Start of EXCERPTED DATA
PR #1694, opened 2023-07-25
Reorganizing tests to be explicit about dependencies - and remove skipped tests

CarlosFigueiraMSFT:
We have a lot of tests that are currently marked as `#skip` that don't need to be. This change removes *all* of the skipped tests from the core test project, instead updates them to the expected result, and adds explicit overrides in the interpreter project for issues. This reduced the number of skipped interpreter tests from 197 to 21.

This change also splits the 'Power Fx V1' setup with the decimal support. We will introduce PFxV1 support in Power Apps before we introduce decimal support, so we want to be able to run those tests that don't require the decimal support there as well.


LucGenetier:
✅ No public API change.

LucGenetier:
✅ No public API change.

LucGenetier:
✅ No public API change.

LucGenetier:
✅ No public API change.

src/tests/Microsoft.PowerFx.Interpreter.Tests/FileExpressionEvaluationTests.cs
```diff
@@ -28,7 +28,7 @@ public class FileExpressionEvaluationTests : PowerFxTest
         // See the README.md in the ExpressionTestCases directory for more details.
 
         [InterpreterTheory]
-        [TxtFileData("ExpressionTestCases", "InterpreterExpressionTestCases", nameof(InterpreterRunner), "TableSyntaxDoesntWrapRecords,ConsistentOneColumnTableResult,NumberIsFloat")]
+        [TxtFileData("ExpressionTestCases", "InterpreterExpressionTestCases", nameof(InterpreterRunner), "TableSyntaxDoesntWrapRecords,ConsistentOneColumnTableResult,NumberIsFloat,DecimalSupport")]
```
gregli-msft, line 31: Shouldn't this be run without DecimalSupport to test the compiler as Canvas would use it?  Or is DecimalSupport an interpreter only setting?  Either way, it would be good to comment as this looks a little funny for now.

src/tests/Microsoft.PowerFx.Interpreter.Tests/FileExpressionEvaluationTests.cs
```diff
@@ -42,14 +42,14 @@ public void Canvas_Float(ExpressionTestCase testCase)
...
-        [TxtFileData("ExpressionTestCases", "InterpreterExpressionTestCases", nameof(InterpreterRunner), "PowerFxV1,disable:NumberIsFloat")]
+        [TxtFileData("ExpressionTestCases", "InterpreterExpressionTestCases", nameof(InterpreterRunner), "PowerFxV1,disable:NumberIsFloat,DecimalSupport")]
         public void V1_Decimal(ExpressionTestCase testCase)
         {
             RunExpressionTestCase(testCase, Features.PowerFxV1, numberIsFloat: false);
         }
 
         [InterpreterTheory]
-        [TxtFileData("ExpressionTestCases", "InterpreterExpressionTestCases", nameof(InterpreterRunner), "PowerFxV1,NumberIsFloat")]
+        [TxtFileData("ExpressionTestCases", "InterpreterExpressionTestCases", nameof(InterpreterRunner), "PowerFxV1,NumberIsFloat,DecimalSupport")]
```
gregli-msft, line 52: Might be good to have a comment here too, that DecimalSupport means it is avaiable, but not used unless explicitly called upon because of NumberIsFloat.

src/tests/Microsoft.PowerFx.Interpreter.Tests/InterpreterExpressionTestCases/OpMatrix_Eq_Float_V1CompatDisabled_Overrides.txt
```diff
@@ -0,0 +1,6 @@
+#override: OpMatrix_Eq_Float_V1CompatDisabled.txt
+#SETUP: disable:PowerFxV1CompatibilityRules
+
+// Bug in pre-V1, fixed in V1
```
gregli-msft, line 4: I'm not sure why we need to differentiate pre-V1?  Canvas would have PowerFxV1Compat turned off, don't the #SETUP directives take care of this?

src/tests/Microsoft.PowerFx.Core.Tests/ExpressionTestCases/OpMatrix_Unary_Decimal.txt
```diff
@@ -57,13 +57,13 @@ Error({Kind:ErrorKind.InvalidArgument})
 2.000000000000000000000002
 
 >> -Date(2000,1,1)
-#SKIP: waiting on https://github.com/microsoft/Power-Fx/issues/1294, expected: 36526
```
gregli-msft, line 60: I understand these results.  Can we also add some tests for the numeric values, just to make sure that is coming out correctly.  In this case, `Value(-Date(2000,1,1) )` returning -36526, and the others.

CarlosFigueiraMSFT: Added tests with the value and more comments

src/tests/Microsoft.PowerFx.Interpreter.Tests/FileExpressionEvaluationTests.cs
CarlosFigueiraMSFT: Added a comment

src/tests/Microsoft.PowerFx.Interpreter.Tests/FileExpressionEvaluationTests.cs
End of EXCERPTED DATA
__ABOUT THIS TASK__
Go through the data above and return each line containing the string "more".

__SOLUTION FOR THIS TASK__
         // See the README.md in the ExpressionTestCases directory for more details.
CarlosFigueiraMSFT: Added tests with the value and more comments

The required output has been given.